Source material »
PR #39, opened 2017-08-23
Close #38: Add `TypedStruct`

### LINKED ISSUE #38: TypedStruct - schematic classes for structured people
We want a schema for our configuration - a declarative way to define what fields it should have and all sorts of info on these fields. We also want to be able to reflectively use these schemas - create Plumbum CLI flags, store the info in databases, send it to external services(like AWS) etc.

Goals:
* Allow creating types with lists of fields.
    * Automatic c'tor for these fields.
    * Getters and setters should work.
* Allow declaring the types of the fields.
    * Types should be verified at runtime, in the c'tor and in the setters.
* Allow declaring constraints on the fields(e.g. - "number can be from 13 to 42")
    * Of course, constraints should also be verified at runtime.
* Allow custom metadata - e.g. help text for Plumbum CLI.
* Allow default value for fields. Fields without default values are mandatory.
* Allow nesting of types.
* Should work well with IDEs' autocompletion.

Work to be completed »
Exactly the lines from the one containing "We want a schema" to the final line of the data, both included, should be printed, and nothing more.

Response to the exercise »
We want a schema for our configuration - a declarative way to define what fields it should have and all sorts of info on these fields. We also want to be able to reflectively use these schemas - create Plumbum CLI flags, store the info in databases, send it to external services(like AWS) etc.

Goals:
* Allow creating types with lists of fields.
    * Automatic c'tor for these fields.
    * Getters and setters should work.
* Allow declaring the types of the fields.
    * Types should be verified at runtime, in the c'tor and in the setters.
* Allow declaring constraints on the fields(e.g. - "number can be from 13 to 42")
    * Of course, constraints should also be verified at runtime.
* Allow custom metadata - e.g. help text for Plumbum CLI.
* Allow default value for fields. Fields without default values are mandatory.
* Allow nesting of types.
* Should work well with IDEs' autocompletion.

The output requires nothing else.